START SUPPLIED RECORDS

PR #3508, opened 2024-09-03
feat: add option to make TabList button be a element

omBratteng:
## Changes

- Converts tabs on explore page to use `a` instead of `button`

### Preview domain
https://as-543-buttons-to-links.preview.app.daily.dev

### DIFF
--- a/packages/shared/src/components/tabs/TabList.tsx
+++ b/packages/shared/src/components/tabs/TabList.tsx
@@ -45,6 +45,7 @@ function TabList<T extends string = string>({
     offset: 0,
     indicatorOffset: 0,
   });
+  const isAnchor = Tag === 'a';
 
   const scrollIfNotInView = useCallback(() => {
     const { activeTabRect, offset } = dimensions;
@@ -130,6 +131,7 @@ function TabList<T extends string = string>({
               className.item,
               'relative p-2 py-4 text-center font-bold typo-callout',
               isActive ? '' : 'text-text-tertiary',
+              isAnchor && 'cursor-pointer',
             )}
             onClick={() => onClick(tab)}
             type="button"
--- a/packages/shared/src/components/tabs/TabList.tsx
+++ b/packages/shared/src/components/tabs/TabList.tsx
@@ -134,8 +134,12 @@ function TabList<T extends string = string>({
               isAnchor && 'cursor-pointer',
             )}
             onClick={() => onClick(tab)}
-            type="button"
-            role="menuitem"
+            {...(isAnchor
+              ? {
+                  'aria-label': tab,
+                  title: tab,
+                }
+              : { type: 'button', role: 'menuitem' })}
           >
             {renderedTab}
           </Tag>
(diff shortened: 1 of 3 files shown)


sshanzel (approved):

rebelchris (changes requested):
More going of visual testing.
Can we add `cursor-pointer` to hovering it?

rebelchris (approved):

packages/shared/src/components/tabs/TabList.tsx
```diff
@@ -113,7 +118,7 @@ function TabList<T extends string = string>({
         );
 
         return (
-          <button
+          <Tag
```
ilasw, line 121: If now is an anchor maybe we want to add useful attributes like `aria-label`, `title`, `href` (this should be required imo). What do you think?

packages/shared/src/components/tabs/TabList.tsx
```diff
@@ -126,13 +131,14 @@ function TabList<T extends string = string>({
               className.item,
               'relative p-2 py-4 text-center font-bold typo-callout',
               isActive ? '' : 'text-text-tertiary',
+              isAnchor && 'cursor-pointer',
```
ilasw, line 134: Non mandatory: if we have more conditional classes maybe the object structure can be more readable, wdyt?

```ts
classNames(
              className.item,
              'relative p-2 py-4 text-center font-bold typo-callout',
              { 'text-text-tertiary': !isActive, 'cursor-pointer': isAnchor},
)
```

packages/shared/src/components/tabs/TabList.tsx
```diff
@@ -126,13 +131,14 @@ function TabList<T extends string = string>({
...
             )}
             onClick={() => onClick(tab)}
             type="button"
```
ilasw, line 137: If anchor type button should not be there

ilasw (changes requested):

packages/shared/src/components/tabs/TabList.tsx
omBratteng: Removed

packages/shared/src/components/tabs/TabList.tsx
omBratteng: Don't think we'll have any more now

packages/shared/src/components/tabs/TabList.tsx
omBratteng: I've added label and title. Adding href needs a bit more work I see

ilasw: If it's hard to implement, also we can put `role="button"` and `href="#"` if the behaviour is fully JS-side

omBratteng: Had a chat with @rebelchris, we'll merge it without the href and then run it through the SEO tool to look. If it still complains, I'll refactor it so that it gets proper href.

ilasw (approved):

END SUPPLIED RECORDS

[PROBLEM STATEMENT] Show the lines above that have the word "cursor".

[THE ANSWER]
+              isAnchor && 'cursor-pointer',
               isAnchor && 'cursor-pointer',
Can we add `cursor-pointer` to hovering it?
+              isAnchor && 'cursor-pointer',
              { 'text-text-tertiary': !isActive, 'cursor-pointer': isAnchor},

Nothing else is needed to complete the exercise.